- _TASK DESCRIPTION_
The data should be transcribed in its entirety, word for word.

Records contained in a dataset:
PR #606, opened 2025-03-13
Decrease verifier count and calculate BRIDGE_PARAMS dynamically

### LINKED ISSUE #602: Use 4 verifier in tests

ceyhunsen:
# Description

Adds a `lazy_static` that calculates n-of-n dynamically and decreases verifier count to 4. Also, updates the docker config to latest.

Closes #602


scripts/docker/docker_config.toml
```diff
@@ -36,46 +41,47 @@ operator_wallet_addresses = [
...
-    "5555555555555555555555555555555555555555555555555555555555555555",
-    "6666666666666666666666666666666666666666666666666666666666666666",
-    "7777777777777777777777777777777777777777777777777777777777777777",
 ]
 all_operators_secret_keys = [
     "1111111111111111111111111111111111111111111111111111111111111111",
     "2222222222222222222222222222222222222222222222222222222222222222",
     "3333333333333333333333333333333333333333333333333333333333333333",
 ]
-all_watchtowers_secret_keys = [
```
atacann, line 74: Dont delete this

atacann (commented):
LGTM, there are some parameters in the toml configs that do not exist anymore in BridgeConfig like timeout_block_count, but I guess the parse test doesn't fail if toml has extra variables. Maybe we can check for that too?

ceyhunsen:
> I guess the parse test doesn't fail if toml has extra variables

Yes, that is correct. This behavior is derived from the external library, we don't do anything special. If you think we should fail while reading config file if there is an extra parameter, please open an issue.

scripts/docker/docker_config.toml
ceyhunsen: There is a problem with this change: #609

atacann (approved):

PR #614, opened 2025-03-14
Replacement deposit

atacann:
Replacement deposits will be used when we want to update bridge design. From the old move tx, we create a new deposit tx, and sign all the kickoff transactions again with the new deposit as usual. Old deposit will be unusable as old movetx output is spent.
Also adds docs to duties.


core/src/rpc/clementine.proto
```diff
@@ -83,8 +83,24 @@ message WinternitzPubkey {
   repeated bytes digit_pubkey = 3;
 }
 
-// A deposit request's details.
 message DepositParams {
+  oneof deposit_data {
+    OriginalDeposit original_deposit = 1;
```
mmtftr, line 88: I don't think OriginalDeposit is an appropriate name here, Original can be confused to mean "unique" when used on its own. Something like BaseDeposit may be better.

mmtftr (changes requested):
I'd appreciate an explanation of the behavioral changes in the PR description.

ekrembal (approved):

Issue #532, opened 2025-02-14
Implement a job to sync finalized payout tx


ekrembal:
Operators will only take action when there is a finalized payout tx,
every operator will have a config variable named payout_tx_finalization_depth,
this job will actively search withdrawal_utxos from #531 If it sees a finalized payout tx with the given operator_id, it will start the process of sending kickoff_tx and others

ekrembal:
Closed with #616

Issue #603, opened 2025-03-12
Implement MockCitreaClient for testing without Citrea


ekrembal:
https://github.com/chainwayxyz/clementine/pull/596#discussion_r1988495412

ekrembal:
Closed with #616

PR #616, opened 2025-03-17
Devnet fixes

ekrembal:
Closes: #532 #603

Opened #627 for the requested change


core/src/test/common/mod.rs
```diff
@@ -34,7 +34,7 @@ pub async fn mine_once_after_in_mempool(
     txid: Txid,
     tx_name: Option<&str>,
     timeout: Option<u64>,
-) -> Result<(), BridgeError> {
+) -> Result<usize, BridgeError> {
```
ceyhunsen, line 37: This new return type should be explained in function's documentation

core/src/test/deposit_and_withdraw_e2e.rs
```diff
@@ -293,3 +375,59 @@ async fn citrea_deposit_and_withdraw_e2e() -> Result<()> {
     );
     TestCaseRunner::new(CitreaDepositAndWithdrawE2E).run().await
 }
+#[tokio::test]
```
ceyhunsen, line 378:
```suggestion
#[tokio::test]
#[ignore = "Manual testing utility"]
```

ceyhunsen (approved):

core/src/test/deposit_and_withdraw_e2e.rs
```diff
@@ -293,3 +375,59 @@ async fn citrea_deposit_and_withdraw_e2e() -> Result<()> {
...
+        .send_to_address(&deposit_address.0, config.protocol_paramset().bridge_amount)
+        .await?;
+
+    // wait until the deposit tx is in a block
+    rpc.mine_blocks(1).await.unwrap();
+
+    println!("Deposit address: {:?}", deposit_address);
+
+    // gRPC request:
+    println!("grpcurl -plaintext -proto core/src/rpc/clementine.proto -d '{{");
```
mmtftr, line 422: what is this?

core/src/config/protocol.rs
```diff
@@ -24,57 +27,24 @@ pub enum ProtocolParamsetName {
     Mainnet,
     Regtest,
     Testnet4,
+    Signet,
 }
 
 impl From<ProtocolParamsetName> for &'static ProtocolParamset {
     fn from(name: ProtocolParamsetName) -> Self {
+        if std::env::var("PROTOCOL_CONFIG_PATH").is_ok() {
```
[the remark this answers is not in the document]
ceyhunsen: Don't think this is needed. This won't block users from using this env var if they really want.

ceyhunsen (changes requested):
ci not passing and didnt notice before. it must be fixed

core/src/test/deposit_and_withdraw_e2e.rs
ceyhunsen: i think this is a manual deposit call string for testing deposit endpoint outside of rust tests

- _RESPONSE BOX_
PR #606, opened 2025-03-13
Decrease verifier count and calculate BRIDGE_PARAMS dynamically

### LINKED ISSUE #602: Use 4 verifier in tests

ceyhunsen:
# Description

Adds a `lazy_static` that calculates n-of-n dynamically and decreases verifier count to 4. Also, updates the docker config to latest.

Closes #602


scripts/docker/docker_config.toml
```diff
@@ -36,46 +41,47 @@ operator_wallet_addresses = [
...
-    "5555555555555555555555555555555555555555555555555555555555555555",
-    "6666666666666666666666666666666666666666666666666666666666666666",
-    "7777777777777777777777777777777777777777777777777777777777777777",
 ]
 all_operators_secret_keys = [
     "1111111111111111111111111111111111111111111111111111111111111111",
     "2222222222222222222222222222222222222222222222222222222222222222",
     "3333333333333333333333333333333333333333333333333333333333333333",
 ]
-all_watchtowers_secret_keys = [
```
atacann, line 74: Dont delete this

atacann (commented):
LGTM, there are some parameters in the toml configs that do not exist anymore in BridgeConfig like timeout_block_count, but I guess the parse test doesn't fail if toml has extra variables. Maybe we can check for that too?

ceyhunsen:
> I guess the parse test doesn't fail if toml has extra variables

Yes, that is correct. This behavior is derived from the external library, we don't do anything special. If you think we should fail while reading config file if there is an extra parameter, please open an issue.

scripts/docker/docker_config.toml
ceyhunsen: There is a problem with this change: #609

atacann (approved):

PR #614, opened 2025-03-14
Replacement deposit

atacann:
Replacement deposits will be used when we want to update bridge design. From the old move tx, we create a new deposit tx, and sign all the kickoff transactions again with the new deposit as usual. Old deposit will be unusable as old movetx output is spent.
Also adds docs to duties.


core/src/rpc/clementine.proto
```diff
@@ -83,8 +83,24 @@ message WinternitzPubkey {
   repeated bytes digit_pubkey = 3;
 }
 
-// A deposit request's details.
 message DepositParams {
+  oneof deposit_data {
+    OriginalDeposit original_deposit = 1;
```
mmtftr, line 88: I don't think OriginalDeposit is an appropriate name here, Original can be confused to mean "unique" when used on its own. Something like BaseDeposit may be better.

mmtftr (changes requested):
I'd appreciate an explanation of the behavioral changes in the PR description.

ekrembal (approved):

Issue #532, opened 2025-02-14
Implement a job to sync finalized payout tx


ekrembal:
Operators will only take action when there is a finalized payout tx,
every operator will have a config variable named payout_tx_finalization_depth,
this job will actively search withdrawal_utxos from #531 If it sees a finalized payout tx with the given operator_id, it will start the process of sending kickoff_tx and others

ekrembal:
Closed with #616

Issue #603, opened 2025-03-12
Implement MockCitreaClient for testing without Citrea


ekrembal:
https://github.com/chainwayxyz/clementine/pull/596#discussion_r1988495412

ekrembal:
Closed with #616

PR #616, opened 2025-03-17
Devnet fixes

ekrembal:
Closes: #532 #603

Opened #627 for the requested change


core/src/test/common/mod.rs
```diff
@@ -34,7 +34,7 @@ pub async fn mine_once_after_in_mempool(
     txid: Txid,
     tx_name: Option<&str>,
     timeout: Option<u64>,
-) -> Result<(), BridgeError> {
+) -> Result<usize, BridgeError> {
```
ceyhunsen, line 37: This new return type should be explained in function's documentation

core/src/test/deposit_and_withdraw_e2e.rs
```diff
@@ -293,3 +375,59 @@ async fn citrea_deposit_and_withdraw_e2e() -> Result<()> {
     );
     TestCaseRunner::new(CitreaDepositAndWithdrawE2E).run().await
 }
+#[tokio::test]
```
ceyhunsen, line 378:
```suggestion
#[tokio::test]
#[ignore = "Manual testing utility"]
```

ceyhunsen (approved):

core/src/test/deposit_and_withdraw_e2e.rs
```diff
@@ -293,3 +375,59 @@ async fn citrea_deposit_and_withdraw_e2e() -> Result<()> {
...
+        .send_to_address(&deposit_address.0, config.protocol_paramset().bridge_amount)
+        .await?;
+
+    // wait until the deposit tx is in a block
+    rpc.mine_blocks(1).await.unwrap();
+
+    println!("Deposit address: {:?}", deposit_address);
+
+    // gRPC request:
+    println!("grpcurl -plaintext -proto core/src/rpc/clementine.proto -d '{{");
```
mmtftr, line 422: what is this?

core/src/config/protocol.rs
```diff
@@ -24,57 +27,24 @@ pub enum ProtocolParamsetName {
     Mainnet,
     Regtest,
     Testnet4,
+    Signet,
 }
 
 impl From<ProtocolParamsetName> for &'static ProtocolParamset {
     fn from(name: ProtocolParamsetName) -> Self {
+        if std::env::var("PROTOCOL_CONFIG_PATH").is_ok() {
```
[the remark this answers is not in the document]
ceyhunsen: Don't think this is needed. This won't block users from using this env var if they really want.

ceyhunsen (changes requested):
ci not passing and didnt notice before. it must be fixed

core/src/test/deposit_and_withdraw_e2e.rs
ceyhunsen: i think this is a manual deposit call string for testing deposit endpoint outside of rust tests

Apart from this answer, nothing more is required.